James's stomach turned. "Careful, Berkshire."

"Or what?" Magnus asked quietly. "Rake my reputation? You already tried that, and I went and got happily married instead. You may scowl. You want her. You are afraid to say so. And you would rather watch her marry a man she does not laugh with than risk becoming your parents."

Niall drained his wine and set the glass down. "If you cannot imagine yourself married to Lady Esme," he said, "then fine. Stay away. Let her find someone who is not half in love with her and pretending indifference. But if the only thing between you and asking is fear—"

"Then that," Magnus finished, "is not protection. It is selfishness."

The club noise swelled around them. James stared at the cards in his hands and saw nothing.

Half in love.

He had never allowed the phrase purchase in his mind.

But when he thought of Esme—of her laughter in the park, her stubborn chin on the terrace, her eyes when she said mischief was over—the truth was no longer something he could outrun with jokes.

"Leave it," he said hoarsely. "Please."

Magnus and Niall exchanged a look. Magnus rose. "Very well. We have said what we came to say."

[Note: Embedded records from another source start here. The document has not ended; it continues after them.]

PR #116, opened 2026-06-05
ci: add history check (reject orphan-branch PRs)

lml2468:
## Summary

Wire up the org-wide reusable history check (Mininglamp-OSS/.github#62) to reject PRs with no common ancestor on the target branch.

## Why

GitHub's merge UI does not refuse merges of unrelated histories. Orphan-branch PRs merge cleanly but collapse `git blame` for every file onto a parent-less root commit. Precedent: hermes-agent PR #25045 (May 2026) re-rooted blame on ~1500 files.

## What

Add `.github/workflows/history-check.yml` that calls the reusable workflow at `Mininglamp-OSS/.github/.github/workflows/reusable-history-check.yml@main`.

Caller grants `permissions: contents: read` (required for the reusable workflow's checkout step; `{}` causes startup_failure — validated in pilot).

## Cost & verification

Per-PR: ~5-15s. Pilot Mininglamp-OSS/octo-lib#64 ran in 9s, status `success`.

Part of **T14 — reusable-history-check consumer rollout**.

cc @lml2468

### DIFF
--- a/.github/workflows/history-check.yml
+++ b/.github/workflows/history-check.yml
@@ -1,0 +1,26 @@
+# History check — reject PRs with no common ancestor on the target branch.
+#
+# Calls the org-wide reusable workflow:
+#   Mininglamp-OSS/.github/.github/workflows/reusable-history-check.yml
+#
+# Why: GitHub's merge UI does NOT refuse merges of unrelated histories.
+# An orphan-branch PR (e.g. `git checkout --orphan` or a re-initialized
+# `.git/`) merges cleanly but grafts a parent-less root commit into the
+# target branch, collapsing `git blame` for every file in that snapshot
+# onto a single commit. Precedent: hermes-agent PR #25045 (May 2026).
+
+name: History Check
+
+on:
+  pull_request:
+    branches: [main]
+
+# Caller permissions act as an upper bound for the reusable workflow.
+# The reusable workflow needs `contents: read` to run `actions/checkout`,
+# so we must grant it here too (a top-level `{}` would block startup).
+permissions:
+  contents: read
+
+jobs:
+  history:
+    uses: Mininglamp-OSS/.github/.github/workflows/reusable-history-check.yml@main


Jerry-Xin (approved):
LGTM — straightforward reusable-workflow consumer.

- Trigger scoped to `pull_request → [main]` ✅
- `permissions: contents: read` is the correct minimal grant for `actions/checkout` in the reusable workflow; `{}` would block startup as noted in the comment ✅
- `@main` ref for an org-internal reusable workflow is acceptable (same trust boundary)
- Comments clearly document the rationale and precedent (hermes-agent #25045)
- CI confirms the new `history / Common ancestor check` job itself passes in 6s — consistent with the 5-15s estimate from the pilot (octo-lib#64)

No blockers. Ship it.

yujiawei (approved):
# Code Review — PR #116 (octo-adapters)

**Verdict: APPROVED** — clean, minimal, well-documented. No blocking issues.

## Summary

Adds a single 26-line caller workflow (`.github/workflows/history-check.yml`) that invokes the org-wide reusable `reusable-history-check.yml@main` to reject PRs whose history has no common ancestor with `main` (orphan branches). The motivation (preventing a `git blame` re-root, per the hermes-agent #25045 precedent) is sound.

## Verification

- ✅ **Reusable workflow path resolves.** `Mininglamp-OSS/.github/.github/workflows/reusable-history-check.yml` exists and declares `on: workflow_call`, so the `uses:` reference is valid.
- ✅ **Permissions claim is correct.** The reusable workflow's job requests `contents: read`. A called workflow can only *downgrade* the caller's `GITHUB_TOKEN` scope, never escalate it — so a top-level `permissions: {}` in the caller would prevent the job from acquiring `contents: read` and fail at startup. Granting `contents: read` at the caller's top level is the right minimal scope.
- ✅ **Trigger scoping.** `pull_request: branches: [main]` matches the default branch and the intended gate.
- ✅ **No untrusted-code execution.** The reusable workflow checks out `head.sha` but only runs `git merge-base` — it never executes PR code, and `pull_request` (not `pull_request_target`) keeps the fork token read-only. No injection surface.
- ✅ **Reusable workflow internals are sound** — pins `actions/checkout` to a SHA, uses `fetch-depth: 0`, `persist-credentials: false`, checks out `head.sha` (not the merge ref, which would mask orphan branches), and handles both the non-zero-exit and empty-output signals from `merge-base`.

## Suggestions (non-blocking)

1. **Pin the reusable workflow to a commit SHA** instead of `@main`. Referencing `@main` means any change to the org `.github` repo immediately affects every consumer, including this one. For an org-internal repo the risk is low, but a pinned SHA (with Dependabot/Renovate to bump it) gives reproducible, auditable behavior and matches how the reusable workflow itself pins `actions/checkout`. This is the only thing I'd consider tightening.
2. **Branch protection follow-up.** This check only becomes a real merge gate once `History Check` (the `check-common-ancestor` job) is added to the `main` branch protection as a required status check. That's a repo-settings change outside this diff — worth confirming as part of the T14 rollout so the workflow isn't silently advisory.

Neither point blocks merge.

Niall clapped James's shoulder. "There is to be a musicale at Haverleigh in three nights' time," he said. "The Woodmere household will be there, as will we. Consider yourself invited."

James did not answer.

They left him alone at the table, surrounded by winnings that felt like useless metal disks.

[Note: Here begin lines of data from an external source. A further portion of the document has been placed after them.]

PR #117, opened 2026-06-08
ci: pin .github reusable workflows to @v1

lml2468:
Migrate caller refs `@main` -> rolling `@v1` now that Mininglamp-OSS/.github has governed versioning (v1.0.0 + rolling v1). Issue notification caller repointed to `octo-issue-notify.yml@v1` (renamed from octo-issue-feed.yml). Files changed: 15.

PR #118, opened 2026-06-08
ci: pass TRIAGE_WEBHOOK_URL to octo-issue-notify

lml2468:
The issue notification caller only forwarded OCTO_BOT_TOKEN, so the triage webhook mode was silently skipped and the triage agent was never invoked. Forward the org-level TRIAGE_WEBHOOK_URL secret so triage runs on new issues.

### DIFF
--- a/.github/workflows/octo-issue-feed.yml
+++ b/.github/workflows/octo-issue-feed.yml
@@ -18,3 +18,4 @@ jobs:
       event_action: ${{ github.event.action }}
     secrets:
       OCTO_BOT_TOKEN: ${{ secrets.OCTO_BOT_TOKEN }}
+      TRIAGE_WEBHOOK_URL: ${{ secrets.TRIAGE_WEBHOOK_URL }}


Jerry-Xin (approved):
This PR is in scope for `octo-adapters`: it updates repository CI/automation for issue notification and triage.

💬 Non-blocking
- 🔵 Suggestion: [.github/workflows/octo-issue-feed.yml](/private/var/folders/fj/dr1p6h5n55l0ny89qk2n26tw0000gn/T/pr-review-bmntdaqa/repo/.github/workflows/octo-issue-feed.yml:5) still triggers on `reopened`, while the called reusable workflow only forwards `opened` events. This is harmless but creates a no-op run for reopened issues.

✅ Highlights
- 🔵 The added secret forwarding at [.github/workflows/octo-issue-feed.yml](/private/var/folders/fj/dr1p6h5n55l0ny89qk2n26tw0000gn/T/pr-review-bmntdaqa/repo/.github/workflows/octo-issue-feed.yml:21) matches the reusable workflow’s optional `TRIAGE_WEBHOOK_URL` contract.
- 🔵 No sensitive value is hardcoded; the webhook URL remains sourced from GitHub Secrets.
- 🔵 `permissions: {}` remains appropriate because this caller only passes event metadata and secrets to the reusable workflow.

yujiawei (approved):
# Code Review — PR #118 (octo-adapters)

## Summary

Single-line CI change: forward the org-level `TRIAGE_WEBHOOK_URL` secret from the
`octo-issue-feed.yml` caller into the reusable `octo-issue-notify.yml@v1` workflow.
This re-enables the triage webhook path, which was silently disabled because only
`OCTO_BOT_TOKEN` was being forwarded.

```diff
     secrets:
       OCTO_BOT_TOKEN: ${{ secrets.OCTO_BOT_TOKEN }}
+      TRIAGE_WEBHOOK_URL: ${{ secrets.TRIAGE_WEBHOOK_URL }}
```

## 1. Verification

- ✅ **Cross-file contract holds.** The pinned reusable workflow
  `Mininglamp-OSS/.github/.github/workflows/octo-issue-notify.yml@v1` explicitly
  declares `TRIAGE_WEBHOOK_URL` under `secrets:` (`required: false`). Passing this
  secret therefore does **not** trigger GitHub's "secret is not defined for the
  reusable workflow" hard failure. Verified against ref `@v1`.
- ✅ **Secret is actually consumed.** The reusable forwards it to the
  `octo-notify@v1` composite action as `webhook-url:
  ${{ secrets.TRIAGE_WEBHOOK_URL }}`. The wiring is end-to-end, not a dead pass.
- ✅ **Graceful degradation preserved.** The secret is declared `required: false`.
  If the org/repo secret is unset, `${{ secrets.TRIAGE_WEBHOOK_URL }}` resolves to
  an empty string and the triage webhook is simply skipped (the reusable's "Omit
  to disable" contract). No build break in the unconfigured case.
- ✅ **Secret hygiene.** The capability URL is passed via the `secrets:` context,
  never hardcoded. Consistent with the reusable's documented "never hardcode it;
  pass from a secret" guidance.
- ✅ **No data egress regression.** The webhook payload built by the reusable only
  contains identifying fields (repo, number, title, url, author, action); the
  issue body is fetched by the agent via the GitHub API, not egressed through
  Actions. This PR does not alter that.
- ✅ **Pinning intact.** The reusable remains pinned to `@v1` (from #117); this PR
  does not loosen the ref.

## 2. Findings (P0 / P1 / P2)

None. No correctness, security, or build-break issues.

## 3. Suggestions (non-blocking)

- **(nit / ops)** This change only takes effect if the `TRIAGE_WEBHOOK_URL`
  org/repo secret is configured for this repository. The code is correct either
  way, but worth a one-line confirmation that the secret exists at the
  org/Actions level so triage actually fires after merge — otherwise the path
  stays silently disabled (the very symptom this PR fixes).

## 4. Additional observations

- The reusable centrally enforces the event policy (only `opened` is forwarded),
  so the caller's `on: issues: [opened, reopened]` subscribing to `reopened` is
  harmless — `reopened` is filtered out server-side in the reusable. No action
  needed.

## Verdict

**APPROVED.** Correct, minimal, well-scoped fix; the cross-repo secret contract
is verified against the pinned `@v1` reusable. The only follow-up is operational
(ensure the secret is provisioned), not a code change.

A coward, he thought, staring at his empty glass. That is what you are.

The realization did not hurt as he had expected.

It burned.

Esme had never heard so many arias and wanted to scream through every one.

"Is it possible," Genny whispered in the Woodmere drawing room, "for a woman to die of a surfeit of tenors?"

"If it is, we shall discover it tonight," Esme murmured back, eyes on the door as the butler showed Viscount Watford out.

Her mother watched from the settee, hands folded, expression serene. Harrison stood at her shoulder. The room still rang faintly with Watford's last gallantries.

"Such a sensible young man," Mother said as the door closed. "So reliable. So orderly. I am very pleased he has not been put off by... recent incidents."

Esme's jaw ached. She unclenched it. "You mean the Serpentine."

"And the battledore business," Harrison added. "Haverleigh's butler informed me you very nearly brained Lord Bertram."

"I was nowhere near Lord Bertram," Esme said. "The shuttlecock simply fell."

Genny coughed to cover a laugh.

"Regardless," Harrison said, "Watford has shown himself forgiving. That speaks well for his character."

Or poorly for his imagination, Esme thought.

Aloud, she said nothing.

Mother’s gaze softened as it moved from Harrison to Esme. "We have been invited to a musicale at Haverleigh in three nights' time. The Duke and Duchess are hosting. Lord Watford has requested a place on your dance card, Esme. I assured him we would be delighted."

Esme felt a chill. "You assured him before asking me?"

"One does not insult a serious suitor with unnecessary hesitation," Mother said. "You liked him well enough before."

"He has excellent penmanship," Esme said flatly.